In accordance with the underlying assumptions and operational experiences it is, therefore, conventional to calibrate SGS instruments under conditions of homogeneous matrix and uniform activity. Allowance for ‘point-source’ effects is then accommodated by the Total Measurement Uncertainty. To reduce the time and effort involved in experimentally determining the calibration parameters, a common practice is to simulate uniform conditions by inserting an array of 6 or 7 mixed nuclide rod sources into channels placed in simple, often stable and self-supporting, homogeneous materials that cover the expected density range. The use of rods simulates a uniform axial distribution rather well. The radial disposition of the rods is chosen to approximate a uniform radial distribution (in terms of per unit volume).

In this paper we address the following questions:

1. how well does a fixed pattern of 6 or 7 ideal line sources mimic a uniform activity distribution?

and

2. what is the net energy dependent effect on the apparent specific emission rate at the detector due to the finite self attenuation suffered in the structure of the rods, including the associated re-entrant channels, and the displaced matrix material?

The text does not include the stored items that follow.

PR #3098, opened 2026-05-04
chore(fusaka): Set fulu fork time for bepolia

calbera:
Bepolia HF to Fusaka will occur at unix `1779897600` May 27th 16:00:00 UTC. 

Also bump's comet dep after https://github.com/berachain/cometbft/pull/41


bar-bera (approved):
lgtm

PR #3104, opened 2026-05-11
chore: do not ignore error on deposits ingestion iterator

bar-bera:
Fixes silent truncation and processing of `partialDeposits` when iteration aborts mid-stream.

Likelyhood for this to happen is basically none, still the fix is trivial and improving the code correctness.


fridrik01 (approved):
LGTM

PR #3109, opened 2026-05-20
fix(engine): classify EL HTTP 4xx as fatal via typed HTTPStatusError

fridrik01:
This PR Introduces a typed `rpc.HTTPStatusError` so the EL's HTTP status code propagates through to `handleRPCError`. Previously, `callRaw` collapsed every non-200 response into `fmt.Errorf("unexpected status code %d: ...")`, which didn't satisfy the `jsonrpc.Error` interface and so fell into the catch-all `ErrBadConnection` (retryable) bucket.

With the typed error in place, `handleRPCError` now classifies HTTP 4xx as fatal (`ErrHTTPClientError`) and leaves 5xx and other transport failures retryable (`ErrBadConnection`), so  the engine no longer retries forever on rejections the EL won't accept on a second try.

Will likely made a follow-up PR which will split the engine retry policy between `ProcessProposal` (bounded retry where a failing proposal should be rejected so consensus can move on) and `FinalizeBlock` (unbounded retry where the block is already agreed, must be applied).

### DIFF
--- a/execution/client/client.go
+++ b/execution/client/client.go
@@ -24,6 +24,7 @@ import (
 	"context"
 	"fmt"
 	"math/big"
+	nethttp "net/http"
 	"sync"
 	"time"
 
@@ -32,7 +33,6 @@ import (
 	ethclientrpc "github.com/berachain/beacon-kit/execution/client/ethclient/rpc"
 	"github.com/berachain/beacon-kit/log"
 	"github.com/berachain/beacon-kit/primitives/math"
-	"github.com/berachain/beacon-kit/primitives/net/http"
 	"github.com/berachain/beacon-kit/primitives/net/jwt"
 )
 
@@ -193,8 +193,8 @@ func (s *EngineClient) verifyChainIDAndConnection(
 	// After the initial dial, check to make sure the chain ID is correct.
 	chainID, err = s.Client.ChainID(ctx)
 	if err != nil {
-		if errors.Is(err, http.ErrUnauthorized) {
-			// We always log this error as it is a critical error.
+		var httpErr *ethclientrpc.HTTPStatusError
+		if errors.As(err, &httpErr) && httpErr != nil && httpErr.StatusCode == nethttp.StatusUnauthorized {
 			s.logger.Error(UnauthenticatedConnectionErrorStr)
 		}
 		return err
--- a/execution/client/errors.go
+++ b/execution/client/errors.go
@@ -23,6 +23,7 @@ package client
 import (
 	engineerrors "github.com/berachain/beacon-kit/engine-primitives/errors"
 	"github.com/berachain/beacon-kit/errors"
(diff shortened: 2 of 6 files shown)


execution/client/errors.go
```diff
@@ -62,14 +72,25 @@ func (s *EngineClient) handleRPCError(
...
 	ok := errors.As(err, &e)
 	if !ok || e == nil {
+		// Not a JSON-RPC error, classify by transport-level signal.
+		var httpErr *rpc.HTTPStatusError
+		if errors.As(err, &httpErr) && httpErr != nil {
+			switch {
+			case httpErr.StatusCode == nethttp.StatusUnauthorized:
+				// Preserve the typed sentinel so callers (notably the EL startup ChainID check at
+				// execution/client/client.go) can log JWT-specific remediation guidance.
+				return errors.Join(http.ErrUnauthorized, err)
```
calbera: why do we still keep our custom `Unauthorized` error? Since you removed the check for this custom error [here](https://github.com/berachain/beacon-kit/pull/3109/changes#diff-59382f0151b180226ff395e7ce8b0d8ebb79daf1e3415f3bed001f1719337f9dR197)? I think its okay to remove `ErrUnauthorized` from the codebase entirely as it adds unnecessary duplication of an already existing HTTP paradigm

execution/client/client.go
```diff
@@ -193,8 +193,8 @@ func (s *EngineClient) verifyChainIDAndConnection(
 	// After the initial dial, check to make sure the chain ID is correct.
 	chainID, err = s.Client.ChainID(ctx)
 	if err != nil {
-		if errors.Is(err, http.ErrUnauthorized) {
-			// We always log this error as it is a critical error.
+		var httpErr *ethclientrpc.HTTPStatusError
+		if errors.As(err, &httpErr) && httpErr != nil && httpErr.StatusCode == nethttp.StatusUnauthorized {
```
calbera, line 197: confused by `errors.As(err, &httpErr)` since `&httpErr` is a double pointer and `httpErr` is nil. Does go magically resolve it?

Also we don't log anything specific with the error log below, which is what it seems you intended to have?

> // Preserve the typed sentinel so callers (notably the EL startup ChainID check at
   // execution/client/client.go) can log JWT-specific remediation guidance.

fridrik01: there was a nilaway error on checking for nil httpErr so I added the check. Having a double pointer and checking if its nil is fine in go. For the error log below `UnauthenticatedConnectionErrorStr` is just teh generic error string `could not verify execution chain ID ...`

execution/client/errors.go
fridrik01: yes thanks correct!

bar-bera (approved):
looks good

calbera (approved):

This is all part of ensuring that the calibration is accurate and well understood. It is important to bear in mind, however, that the uncertainties associated with measuring actual waste drums may, of course, be much larger than the uncertainty associated with the calibration procedure. The matrix and activity distributions will seldom be ideal. Even the variation in fill height introduces end effects bias. For the purposes of discussion we describe a particular calibration geometry although the method is quite general.